-- Exercise input follows --

PR #779, opened 2018-01-26
Feat/frontend/bright forms

myleneb:
This put bright styles on forms and related components.
- [x] new Checkbox
- [x] Settings forms
- [x] TagsSettings forms
- [x] Contact forms
- [ ] Signin/Signup forms
- [ ] User settings forms

Also, "brighted" form components are put in `/brightForm` and will be moved to `/form` when migration dark => bright will be OK.


src/frontend/web_application/src/components/brightForm/Checkbox/index.jsx
```diff
@@ -0,0 +1,55 @@
+import React, { Component } from 'react';
+import PropTypes from 'prop-types';
+import classnames from 'classnames';
+import './style.scss';
+
+class Checkbox extends Component {
```
iamdey: about structure: https://pad.caliopen.org/p/wd0dlobnQ9

src/frontend/web_application/src/components/brightForm/Checkbox/index.jsx
```diff
@@ -0,0 +1,55 @@
...
+
+  static defaultProps = {
+    indeterminate: null,
+    showLabelforSr: false,
+  };
+
+  state = {}
+
+  componentDidMount() {
+    // this sets indeterminate attribute:
```
iamdey: may be something more specific, something like: 

> apply the indeterminate attribute of the real checkbox element

src/frontend/web_application/src/scenes/ApplicationSettings/components/ContactSettings/presenter.jsx
```diff
@@ -44,22 +44,22 @@ class ContactsForm extends Component {
     return (
       <FormGrid className="m-contacts-form">
         <FormRow>
-          <FormColumn size="shrink" bottomSpace >
+          <FormColumn rightSpace={false} bottomSpace >
```
iamdey: I don't like much the `rightSpace` modifier

no idea how to do it the "right way" for now

src/frontend/web_application/src/components/brightForm/CheckboxFieldGroup/index.jsx
```diff
@@ -0,0 +1,76 @@
...
+import PropTypes from 'prop-types';
+import classnames from 'classnames';
+import { v1 as uuidV1 } from 'uuid';
+import Checkbox from '../Checkbox';
+import Switch from '../../form/CheckboxFieldGroup/components/Switch';
+import { FieldErrors } from '../';
+
+import './style.scss';
+
+class CheckboxFieldGroup extends PureComponent {
```
iamdey: What do you think about changing the way we build input form, may be something like:

```
<FieldGroup errors={errors}><Checkbox ... /><Label ... /></FieldGroup>
```

src/frontend/web_application/src/components/Button/index.jsx
```diff
@@ -1,7 +1,7 @@
 import React, { PureComponent } from 'react';
 import PropTypes from 'prop-types';
 import classnames from 'classnames';
-import Icon from '../Icon';
+import { Icon } from '../';
```
iamdey: this is a thing we didn't talk.

I found that sometimes the import doesn't work using a directory index.

for example if three components are in the same directory like Menu, Button & Icon, the import will work for Menu using Icon because Icon has already  been parsed by webpack and it won't for Button using Icon.

It may change with versions of webpack, babel etc. 

Well I think to make sure this works is to not using import from index when we are in the directory.

**OK:**

```
// file: src/scene/Foo/presenter.jsx
import { Button } from '../components';

// file: src/components/Button/index.jsx
import Icon from '../Icon';
```

**NOT OK**
```
// file: src/scene/Foo/presenter.jsx
// It works correctly but not efficient
import Button from '../components/Button';

// file: src/components/Button/index.jsx
// It might be completely broken
import { Icon } from '../';
```

myleneb: ok

myleneb: and what about sub-directories of `/components/`?
Ex. for file: `src/components/Foo/components/Bla/presenter.jsx`

PR #787, opened 2018-02-05
Refacto/frontend/directories

myleneb:
This tries to move some components into their own scene/layout/module.
Missing: components related to ~~draft~~, ~~tagsForm~~ and avatar.


myleneb:
I moved `MultidimensionalPi` into `modules/pi` to avoid error on mixed imports in `MessageList`.
See commit https://github.com/CaliOpen/Caliopen/pull/787/commits/c8f85ff0325751e8921f7cdce4cced8405cd768e

iamdey:
still ok but I've changed some things in my previous emrged PR

PR #800, opened 2018-02-14
Feature/backend/crud devices api

sapiens-sapide:


src/backend/defs/go-objects/device.go
```diff
@@ -0,0 +1,275 @@
...
+		close(getSet)
+		d.Locker.Unlock()
+	}(d.Locker, getSet)
+
+	return getSet
+}
+
+// IsValidDeviceType checks the `t` string against the constant `DeviceTypes`
+// returns true if `t` is a valid type for a device.
+func IsValidDeviceType(t string) bool {
```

-- Exercise input concluded --

Look through the entries above, and wherever a line holds the string "React", copy it.

**Answer space**.
+import React, { Component } from 'react';
 import React, { PureComponent } from 'react';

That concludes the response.